Well, looks like we don't get any new special characters, either. I forgot that technically they have rules from the DV set, so it makes sense not to re-do them. I could be wrong, but we'll find out soon enough.

Still trying to be excited... I'll buy the Helbrute, if nothing else.


----------



## Uveron (Jun 11, 2011)

venomlust said:


> Well, looks like we don't get any new special characters, either. I forgot that technically they have rules from the DV set, so it makes sense not to re-do them. I could be wrong, but we'll find out soon enough.
> 
> Still trying to be excited... I'll buy the Helbrute, if nothing else.


Now taking with a pinch of salt. The Manager of the GW store I spent my day at yesterday said that the Crimson Slaughter Codex, has a new rules for the possessed mutations that 'Make them much better'. Now if the codex is due this weekend then he is most likely correct (as he will have seen a copy). 

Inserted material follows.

PR #4006, opened 2021-06-26
review: test: add tests for the SpoonTreeBuilder class

Rohitesh-Kumar-Jain:
#1818

Hi, I have created a new class `SpoonTreeBuilderTest` for the `SpoonTreeBuilder` class, as per Descartes's report the testing for this class was zero in all parameters hence tests were to be written from scratch.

But as everyone is saying its two weeks away, I it makes the salt needed a bit much.


----------



## Words_of_Truth (Sep 20, 2007)

If that's true then maybe the crimson slaughter codex is a good basis for my sons of malice.


----------



## venomlust (Feb 9, 2010)

That's good. I don't own any Possessed, but eventually I hope to. Can always proxy my millions of Berzerkers. I'll definitely be trying them out in some fashion.


----------



## Einherjar667 (Aug 23, 2013)

Grabbed some Possessed today!


----------



## Achaylus72 (Apr 30, 2011)

I have 5 squads of Possessed that makes 50 Possessed. Yippeeeeeee.


----------



## venomlust (Feb 9, 2010)

Achaylus72 said:


> I have 5 squads of Possessed that makes 50 Possessed. Yippeeeeeee.


You, sir, must be absolutely _possessed_ to own that many! ZING!


----------



## Einherjar667 (Aug 23, 2013)

I have... One squad of five, Im making an uber MSU chaos marine army


----------



## Adramalech (Nov 10, 2009)

I'd still rather have noise marines. -shrug-


----------



## Einherjar667 (Aug 23, 2013)

Then.... take noise marines


----------



## Adramalech (Nov 10, 2009)

Einherjar667 said:


> Then.... take noise marines


What? You'd rather have possessed troops and no access to the artifacts in codex: CSM?

...

...

I really don't know what to say.


----------



## Einherjar667 (Aug 23, 2013)

I never said one or the other, I said take what you want.


----------



## Gret79 (May 11, 2012)

Adramalech said:


> What? You'd rather have possessed troops and no access to the artifacts in codex: CSM?
> 
> ...
> 
> ...


 
I'd say - we don't know what artefacts the Crimson Slaughter get yet. Reading up on them, they tried to summon a bloodthirster with a powerful artefact...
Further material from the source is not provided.